● **TASK GOAL**
When you reach the listing, restate it word for word, leaving nothing out.
——————————
PR #489, opened 2017-03-19
APEXCORE-674 Change access specifier of DTConfiguration.ValueEntry to private

ajaygit158-zz:


ajaygit158-zz:
@vrozov Kindly review

vrozov (approved):
Looks good to me. The only concern I have is that `set` silently overrides scope with the Scope.LOCAL. As this is an existing behavior, it can be handled in a separate JIRA/PR.

engine/src/main/java/com/datatorrent/stram/client/DTConfiguration.java
```diff
@@ -275,36 +275,32 @@ public void remove(String key)
...
+  public void setInternal(String key, String value)
   {
-    ValueEntry valueEntry;
-    if (map.containsKey(key)) {
-      valueEntry = map.get(key);
+    ValueEntry valueEntry = map.get(key);
+    if (valueEntry != null) {
       valueEntry.value = value;
     } else {
       valueEntry = new ValueEntry();
```
vrozov, line 284: @ajaygit158 Not directly related to the PR, but once you are on it, please either remove setInternal() or fix it to update `value` in the case when `key` is not present in the map. In the later case, please add unit test.

ajaygit158-zz: @vrozov I assume you meant when key is absent (else clause). Added the unit test.

vrozov: Right.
——————————
● **WRITTEN REPLY**
PR #489, opened 2017-03-19
APEXCORE-674 Change access specifier of DTConfiguration.ValueEntry to private

ajaygit158-zz:


ajaygit158-zz:
@vrozov Kindly review

vrozov (approved):
Looks good to me. The only concern I have is that `set` silently overrides scope with the Scope.LOCAL. As this is an existing behavior, it can be handled in a separate JIRA/PR.

engine/src/main/java/com/datatorrent/stram/client/DTConfiguration.java
```diff
@@ -275,36 +275,32 @@ public void remove(String key)
...
+  public void setInternal(String key, String value)
   {
-    ValueEntry valueEntry;
-    if (map.containsKey(key)) {
-      valueEntry = map.get(key);
+    ValueEntry valueEntry = map.get(key);
+    if (valueEntry != null) {
       valueEntry.value = value;
     } else {
       valueEntry = new ValueEntry();
```
vrozov, line 284: @ajaygit158 Not directly related to the PR, but once you are on it, please either remove setInternal() or fix it to update `value` in the case when `key` is not present in the map. In the later case, please add unit test.

ajaygit158-zz: @vrozov I assume you meant when key is absent (else clause). Added the unit test.

vrozov: Right.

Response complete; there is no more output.